(Supplied data Opens)

Issue #999, opened 2014-08-11
Add expert contacts to test README's


hamiltont:
For a lot of the minor "improve framework Foo" pull requests that tweak a framework slightly, e..g add final to the variables, techempower can't know if this is actually an improvement or not without consulting an expert. We should ask experts that show up on our project somewhere if they are willing to allow us to occasionally ping them for advice. If they agree, we can add their github username to the README for that project and then ping them if we need help looking at a pull request

LadyMozzarella:
Closing. I have added suggestions to add experts in the Ruby and Python Readmes (that don't already have experts listed) as examples for other contributors. Also, the [documentation now has some basic outline ideas for the Readmes](http://frameworkbenchmarks.readthedocs.org/en/latest/Development/Readme-Formats/), which include suggestions to add expert contacts.

Issue #977, opened 2014-08-08
Proposal: Push discussion from issues/pull requests into test README files


hamiltont:
There are a number of comment threads for some situations, like the aspnet thread management stuff.  We should potentially start to encourage people to address these tricky issues in their own readme files once the relevant discussion has reached a consensus. This might help to prevent further questions on tricky situations that have already been answered, allowing more time for threads discussing if the current solution is the right one

Issue #958, opened 2014-08-06
Store links to interesting discussion somewhere in readme


hamiltont:
All the data available here is worthy of a *lot* of discussion. There are a lot of good posts already, perhaps we should start keeping a list of discussions somewhere in a README. This would have really helped me get a grip on some of the more subtle points. 

Here's a start: 
http://tiamat.tsotech.com/unfair-comparisons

(Supplied data Closes)

* Work item
Give the number of lines above containing the word "opened", with no other text.

* Response to the task
3